WHAT IS EXPECTED
Filter the lines below, keeping each one that holds "have".

======== RAW DATA ========

PR #2427, opened 2022-11-09
Add --offline flag to force offline verification

priyawadhwa:


pkg/cosign/verify.go
```diff
@@ -677,6 +680,11 @@ func verifyInternal(ctx context.Context, sig oci.Signature, h v1.Hash,
 		return false, fmt.Errorf("unable to verify bundle: %w", err)
 	}
 
+	// If the --offline flag was specified, fail here
+	if !bundleVerified && co.Offline {
```
asraa, line 684: i think the line above needs to be changed, or else the bundle verification error output would not make sense
```
	if err != nil && co.RekorClient == nil {
```

like if the bundle is not verified and we have a RekorClient set (which can still happen with offline mode so far), then the bundle verification error doesn't get propogated.

asraa, line 684: Right now `VerifyBundle` checks if there's a bundle AND verifies the bundle, and right now it seems like `err` is returned if there is an error checking, but `nil` error can also be returned when there is NO bundle. 

Maybe it can be changed to:
* if hasBundle(sig) -> verifyBundle -> if err, return err (always fail if the provided bundle is bad)
* if offline -> return now, offline verification failed
* check online

@znewman01 make sense?

asraa: Arguably you shouldn't have  RekorClient set in offline, so the two checks might merge if you enforce that.

haydentherapper: It seems like currently, setting `rekor-url` to `""` is equivalent to an offline flag. Do we want to remove that assumption? I think it should be an error to set `rekor-url=""`, and that the source of truth for whether we do offline or not will be this new `offline` flag

haydentherapper: +1 to this flow!

test/e2e_test.go
```diff
@@ -1566,3 +1567,72 @@ func TestAttestBlobSignVerify(t *testing.T) {
...
+
+	imgRef, _, cleanup := mkimage(t, img1)
+	defer cleanup()
+
+	_, privKeyPath, pubKeyPath := keypair(t, td)
+
+	ctx := context.Background()
+
+	// Sign image1 and store the entry in rekor
+	// remoteOpts := ociremote.WithRemoteOptions(registryClientOpts(ctx)...)
```
vaikas, line 1586: nit: remove this?

test/e2e_test.go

========

WRITTEN SOLUTION
like if the bundle is not verified and we have a RekorClient set (which can still happen with offline mode so far), then the bundle verification error doesn't get propogated.
asraa: Arguably you shouldn't have  RekorClient set in offline, so the two checks might merge if you enforce that.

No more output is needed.